Linking genes to higher brain function by way of cellular electrophysiology

通过细胞电生理学将基因与高级大脑功能联系起来

• 批准号: 9111209
• 负责人: GABY MAIMON
• 金额: $ 50.85万
• 依托单位: ROCKEFELLER UNIVERSITY
• 依托单位国家: 美国
• 财政年份: 2012
• 资助国家: 美国
• 起止时间: 2012-09-30 至 2018-05-31
• 项目状态: 已结题
• 来源: https://reporter.nih.gov/project-details/9111209
• 关键词: Animal Model; Animals; Behavior; Behavioral; Behavioral Paradigm; Brain; Cell Extracts; Cognition; Decision Making; Drosophila genus; Drosophila melanogaster; Drug Addiction; Drug Design; Electrophysiology (science); Foundations; Genes; Genetic; Genetic Models; HIV Infections; Health; Human; Lead; Left; Link; Membrane; Mental Depression; Mental Processes; Mental disorders; Methods; Mind; Neurons; Obsessive-Compulsive Disorder; Output; Physiology; Process; Public Health; RNA Sequences; Research; Risk Behaviors; Schizophrenia; Signal Transduction; Synapses; Time; Work; awake; cell type; disability; flexibility; fly; improved; insight; programs; public health relevance; response; tool; visual stimulus

DESCRIPTION (Provided by the applicant) Abstract: Work in genetic model organisms has connected genes to behavior.

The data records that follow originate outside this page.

PR #4127, opened 2025-01-23
SWATCH-3247: Add missing "Managed-nodes" metric when exporting instances

Sgitario:
Jira issue: SWATCH-3247

## Description
When exporting instances that use the "ansible-aap-managed" product, we were not exporting the configured Managed-nodes metric.

I've added a test, so we don't forget to add the mapping when adding a new metric in the future. Also, I covered the ansible export in our integration tests.

## Testing
MR test: https://gitlab.cee.redhat.com/insights-qe/iqe-rhsm-subscriptions-plugin/-/merge_requests/1008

Electrophysiology in awake, behaving animals has associated neuronal activity with cognition and action. This proposal lies at the interface of these two fields. We aim to reveal how genes, through their effects on cellular electrophysiology, influence higher brain function and behavior. We focus on a specific higher function, decision-making: the mental process that precedes and ultimately yields a behavioral choice. A healthy brain allows for choices that are adaptive and flexible. In drug addiction and mental illnesses such as depression, obsessive-compulsive disorder, and schizophrenia, behavioral choices are maladaptive, stereotypical, and repetitive. A deeper understanding of decision processes could improve the health of many. We propose to study decision-making in the fruit fly, Drosophila melanogaster, where there is a unique opportunity to form cross-disciplinary insights. We will use a new apparatus that allows us, for the first time, to record electrophysiological signals from genetically identified neurons in activly behaving fruit flies. Drosophila will perform simple choice tasks, like deciding to turn left or riht in response to visual stimuli. We will record and manipulate neuronal activity while the flies make up their mind or change their mind. After recordings, we will sequence RNA extracted from cells that govern decision-making to determine whether variability in their electrophysiological output, and variability in fly behavior, can be explained by the expression level of genes that regulate membrane and synaptic physiology. Drosophila offers a unique platform for this research program because behavioral paradigms, cell- type-specific genetic tools, and behavioral-physiology methods are mature. The work aims to reveal how genes, through their effect on cellular electrophysiology, influence decision-making, ultimately providing a foundation for more rational drug design for human mental illness.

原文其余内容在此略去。